__EXERCISE__.
Please go through the records below and return every line holding the word "build".

__INPUT FOR THIS TASK__.
══════
Issue #227, opened 2026-09-15
v2 pokemon: the pokemon_id=0 catch-all is readable but not writable, so GET then PUT fails


hokiepokedad2:
`V2PokemonRule` cannot express the catch-all rule, and reads one back anyway, so a `GET` then `PUT` of an untouched rule fails. Same shape as #209, on the most common tracking type.

## The rule exists and is first-class

`processor/internal/matching/pokemon.go:122`:

```go
// Basic Pokemon - everything (pokemon_id=0 catch-all)
matched = append(matched, m.matchMonsters(pokemon, st.Monsters.ByPokemonID[0], pokemon.PokemonID, pokemon.Form, true, 0, pvp.LeagueRank{})...)
```

It runs before the by-id branch and matches every spawn. The bot creates these through `!track everything`, and `everything_flag_permissions` exists specifically to govern who may. So this is a supported feature with its own permission mode, not a stray value.

## v2 declares it unwritable

`processor/internal/api/v2_pokemon.go:22`:

```go
PokemonID int `json:"pokemon_id" required:"true" minimum:"1" doc:"Pokédex id (required)"`
```

`required`, `minimum 1`, and a plain `int` rather than a pointer, so 0 cannot be sent and the field cannot be omitted either. There is no way to write the rule.

## But the read emits it

`v2_pokemon.go:169` copies the stored value through unchanged:

```go
PokemonID: row.PokemonID,
```

So `GET /v2/humans/{id}/tracking/pokemon` returns `"pokemon_id": 0` for a catch-all rule, and `PUT`ting that exact body back is a 422 on `minimum 1`. A client can read the rule, render it, and not save it.

That is the round-trip invariant from #209 — "a read emits exactly one targeting field, and it is whatever the rule is stored as" — broken in the other direction: the read emits a value the write refuses.

## Scale

653 rules on one instance, which is about 3% of its Pokemon rules. They are not dormant: the catch-all branch fires on every spawn, so these are among the most active rules on the server.

For PoracleWeb.NET they currently fall back to v1 on every edit, which works while v1 exists. It is frozen, so on the day it goes those rules become uneditable through the API entirely.

## The fix you already chose for this

[...]

Issue #229, opened 2026-09-16
v2 GET /humans: list projection omits last_checked, disabled_date and notes, so it cannot back an admin grid


hokiepokedad2:
Thank you for #214 — `GET /v2/humans` and `DELETE /v2/humans/{id}` on `develop` are exactly the shape asked for, and the comma-separated `id=a,b,c` matching the bulk tracking delete is a nice touch.

One gap stops the list replacing a direct database read on this end. Its projection is:

```
admin_disable, current_profile_no, enabled, id, language, name, type
```

The admin user list this would replace renders three more columns, all of which `GET /v2/humans/{id}` already returns for a single human:

- `last_checked` — when Poracle last saw them, the column admins sort by to find dormant accounts
- `disabled_date` — paired with `admin_disable`, so a disabled account shows *when*
- `notes` — the free-text admin note

Fetching them per-id is not an option at this scale: the instance this is for has 2333 humans, so the list is the only viable read and the per-human GET is 2333 calls.

Would you consider adding those three to the list item? They are already selected for the single GET, so it should be the same projection rather than new query work. If the concern is payload size for callers that do not want them, an opt-in `?include=notes,timestamps` or a `?verbose=true` would serve equally well — the important thing is that one call can answer the grid.

For context on why this matters here rather than being a nicety: these three columns are the only reason this application still maps Poracle's `humans` table in code. With them, the last admin read goes through the API and the direct database dependency can be deleted outright. Without them it stays for one query.

Two smaller notes from the same pass, neither of them blocking:

- `DELETE /v2/humans/{id}` cascading tracking rules and summary schedules is better than what this end does today, which deletes alarms in a separate step that can fail and leave rows orphaned. Worth calling out in release notes — it is a robustness improvement for anyone doing account deletion through the API.
- `?type=` filtering is what makes the webhook list work without a database read. Confirming that `type=webhook` is the exact stored value a webhook human carries would save the next person a guess.

jfberry:
PR up for review: #230. CI green, targets `develop`.

`last_checked`, `disabled_date` and `notes` added to the list item. You were right that it is the same projection — `humanRowColumns` already selects all three for the single GET, so there was no new query work.

Added unconditionally rather than behind `?include=` or `?verbose=`: three fields on a list that already returns seven, against a 2,333-row grid, does not justify making callers opt in to the common case. If payload turns out to matter at a larger scale, a filter is easier to add later than an unconditional field is to remove.

[...]

Issue #228, opened 2026-09-16
v2 setAreas: trusted also bypasses the community area restriction, which its own comment says it does not


hokiepokedad2:
`trusted: true` on `POST /v2/humans/{id}/areas` lifts the community area restriction as well as the `userSelectable` filter. The code comment beside the flag says it does not:

```go
// This lifts the userSelectable filter
// ONLY — an unknown fence name is still rejected, so a typo cannot become
// a stored area that matches nothing. See #215.
Trusted bool `json:"trusted,omitempty" ...`
```

But `settableAreaNames` folds both filters behind one flag (`processor/internal/api/v2_humans.go`, on `develop` at `634fe044`):

```go
unrestricted := admin || trusted

var allowed []string
for _, f := range st.Fences {
    if !unrestricted && !f.UserSelectable {
        continue
    }
    allowed = append(allowed, strings.ToLower(f.Name))
}
if deps.Config != nil && deps.Config.Area.Enabled && !unrestricted &&
    human != nil && human.AreaRestriction != nil {
    allowed = community.FilterAreas(
        deps.Config.Area.Communities, human.CommunityMembership, allowed)
}
```

So the `community.FilterAreas` call is skipped for a trusted request too.

## Reproduced on a build of `develop`

`[area_security] enabled = true`, human in one community whose `allowed_areas` are `Avoca Beach, Erina, Holgate, Kincumber, Terrigal`. `Aberdeen` belongs to a different community.

```
GET  /api/v2/humans/{id}/areas
  -> 5 areas: Avoca Beach, Erina, Holgate, Kincumber, Terrigal

POST /api/v2/humans/{id}/areas  {"areas":["Aberdeen","Erina"]}
  -> {"areas":["erina"],"rejected":["Aberdeen"]}                     correct

POST /api/v2/humans/{id}/areas  {"areas":["Aberdeen","Erina"],"trusted":true}
  -> {"areas":["aberdeen","erina"],"rejected":[]}                    restriction bypassed
```

## Why it matters for a client

The case `trusted` was added for (#215, thank you) is a server-side client asserting "the user drew this fence, so let them select it". That client is typically also the thing relaying the user's own requested area list. If the two travel in one call — and `setAreas` is a whole-list replace, so they must — then honouring the user's list under `trusted` hands them every area on the instance, area restriction included.

[...]

PR #230, opened 2026-09-16
v2: catch-all round-trip, trusted scope, admin-grid columns (#227, #228, #229)

jfberry:
Fixes #227, #228 and #229, plus the two related asks from #228.

Two of these were mine, and worth saying so plainly.

## #227 — a regression I introduced

`minimum:"1"` on `pokemon_id` came from the bounds work in `8fbe1e4d`. Before that the catch-all **was** writable: `required` only means the key is present, so `{"pokemon_id": 0}` was accepted and stored. I closed a working path and left the read emitting the value, which is what broke the round trip.

`pokemon_id` is now `*int` without `required` — omitted or null is the catch-all, stored as 0, read back as null. Blank is the wildcard, as on invasion.

The same bound bit `pvp_ranking_best`, `pvp_ranking_worst`, `rarity` and `size`. Those get the **opposite** treatment, because 0 there is not a valid rank or tier: the read reports the wildcard via `ptrUnlessAny`, so the rule round-trips and writing it back stores the canonical value. Loosening the bound instead would let clients write more of the junk.

**One correction to the issue's premise.** Those `pvp_ranking_best = 0` rows were not "written by PoracleNG itself" — no current path writes 0:

- the column defaults to `1` (`000001_initial_schema.up.sql:64`)
- the bot sets `Best: 1` explicitly for non-PVP rules, with a comment naming this exact hazard ("surfacing 0/0 instead of null in the v2 API")
- v1 and v2 both default to 1 when the field is absent

The one way a 0 gets in is a client sending `"pvp_ranking_best": 0` **explicitly** through v1, where `flexInt` passes it straight through. Worth checking against your own write path — otherwise the read is fixed here and new 0s keep arriving from there.

## #228 — also mine, and the comment was the tell

`settableAreaNames` folded both filters behind `unrestricted := admin || trusted` while the doc comment beside the flag said it lifted `userSelectable` **only**. Split, so `admin` lifts both and `trusted` lifts only `userSelectable`. Your suggested patch was the right one.

## #229

`last_checked`, `disabled_date` and `notes` added to the list item. All three were already selected by `humanRowColumns`, so it is the same projection. Unconditional rather than behind `?include=` — three fields on a list that already returns seven does not warrant an opt-in.

To confirm your second note: **`webhook` is the exact stored value**. `?type=webhook` is what you want.

## The two asks

**`?profile=` and `?all_profiles=` on set-areas.** It wrote the active profile only. `?profile=` mirrors the tracking endpoints and set-location; `?all_profiles=true` is the shape that actually answers "the user deleted a fence, drop it everywhere" in one call. Mutually exclusive, 422 together.

**`?trusted=` on v2 tracking writes** — the per-rule counterpart of the set-areas body flag, so an alarm can be confined to a fence the user drew. Same scope as #228 leaves it: `userSelectable` only, unknown names still rejected, community restriction still applied. v1 call sites pass `false`; it is frozen and never trusted.

## Also fixed while in there

`MockHumanStore.SetArea` ignored `profileNo` entirely and wrote only `humans.area`, so a test could not tell a per-profile write from a global one. It now mirrors `SQLHumanStore`. Second time a mock has diverged from production in a way that would let a wrong test pass — the first was `AddProfile` in #217.

## Verification

`go build`, `go vet`, `go test ./...` (45 packages) and `golangci-lint` clean. Written test-first with the failing test observed before each change. Four existing tests encoded contracts this deliberately reverses and were updated rather than worked around; OpenAPI golden regenerated.


hokiepokedad2:
Built `fix/v2-api-round-trip-and-areas` (`dae652da`) and ran it against a real instance. **The mixed case does not work**, and it is the one you flagged.

## Reproduction

Human in one community, `allowed_areas` = `Avoca Beach, Erina, Holgate, Kincumber, Terrigal`. `Aberdeen` is an admin fence in a different community. `Animal Kingdom` is served `userSelectable=false` — the stand-in for a user-drawn fence.

With `[area_security] enabled = true`:

```
POST /api/v2/humans/{id}/areas  {"areas":["Erina","Aberdeen","Animal Kingdom"]}
  -> {"areas":["erina"],"rejected":["Aberdeen","Animal Kingdom"]}

POST /api/v2/humans/{id}/areas  {"areas":["Erina","Aberdeen","Animal Kingdom"],"trusted":true}
  -> {"areas":["erina"],"rejected":["Aberdeen","Animal Kingdom"]}     <-- identical
```

`Aberdeen` being rejected is correct and is exactly what #228 asked for. But `Animal Kingdom` is rejected too, and that is the fence `trusted` exists to allow.

With `[area_security] enabled = false`, the same request is fine:

```
  -> {"areas":["erina","aberdeen","animal kingdom"],"rejected":[]}
```

So the two filters are no longer folded together — that part is fixed — but they now compose in a way that cancels the lift.

## Cause

A user-drawn fence appears in **no** community's `allowed_areas`. `trusted` adds it to `allowed`, and `community.FilterAreas` then removes it again:

```go
for _, f := range st.Fences {
    if !admin && !trusted && !f.UserSelectable {
        continue
    }
    allowed = append(allowed, strings.ToLower(f.Name))   // Animal Kingdom lands here
}
if deps.Config != nil && deps.Config.Area.Enabled && !admin && ... {
    allowed = community.FilterAreas(...)                 // and is stripped here
}
```

Under `area_security`, `trusted` is therefore a no-op for precisely the fences it is for.

## A possible shape

Exempt the fences the lift added from the community filter, rather than running the filter over the merged list:

```go
var allowed, lifted []string
for _, f := range st.Fences {
    name := strings.ToLower(f.Name)
    if !f.UserSelectable {
        if admin || trusted {
            lifted = append(lifted, name)
        }
        continue
    }
    allowed = append(allowed, name)
}
if deps.Config != nil && deps.Config.Area.Enabled && !admin &&
    human != nil && human.AreaRestriction != nil {
    allowed = community.FilterAreas(
        deps.Config.Area.Communities, human.CommunityMembership, allowed)
}
allowed = append(allowed, lifted...)
```

The argument for it: `area_security` governs which **published** areas a user may subscribe to, and a fence the user drew is not a published area — it is in no community by construction, so filtering it by community can only ever reject it.

The argument against, which is yours to weigh: `trusted` lifts `userSelectable` for *every* non-selectable fence, not only ones this user drew, because nothing in the request says whose fence it is. So this would let a secret-holding caller put a user on any non-selectable fence regardless of community. That is much narrower than the original bug — non-selectable fences only, and only for a caller already asserting authorisation — but it is not nothing, and if you would rather `trusted` simply not serve this case under `area_security`, that is a legitimate answer. It would mean clients running `area_security` keep a direct write for user fences, which is where we are today, and worth saying so in the docs.

A third option, if you want the tighter version: have the caller name the fences it is vouching for (`"trusted_areas": ["animal kingdom"]` alongside `areas`), so the assertion is per-fence rather than per-request. More work, and it makes the flag's scope explicit rather than implied.

## The other two halves check out

**#229** — `last_checked`, `disabled_date` and `notes` are all present on the list item and the null-not-zero-date handling is right. Checked against the actual grid: `disabled_date` and `notes` are the two it renders. `last_checked` is on our model but no column reads it today — still worth having, just not load-bearing, so do not let it hold the PR up. No need for `fails`. Confirming `type=webhook` saved a guess, thank you.

**#227** — your read is right and the 0s are ours. `MonsterCreate.PvpRankingBest` has no initializer where its sibling has `PvpRankingWorst = 4096`, so it goes out as 0 through v1's `flexInt`. Production here: **15,383 rows at 0** against 7,770 at 1. Fixing on our side so the repair is not undone by the next write; thank you for spotting that the fix alone would not have held.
══════
__ANSWER BELOW__.
## Reproduced on a build of `develop`
`go build`, `go vet`, `go test ./...` (45 packages) and `golangci-lint` clean. Written test-first with the failing test observed before each change. Four existing tests encoded contracts this deliberately reverses and were updated rather than worked around; OpenAPI golden regenerated.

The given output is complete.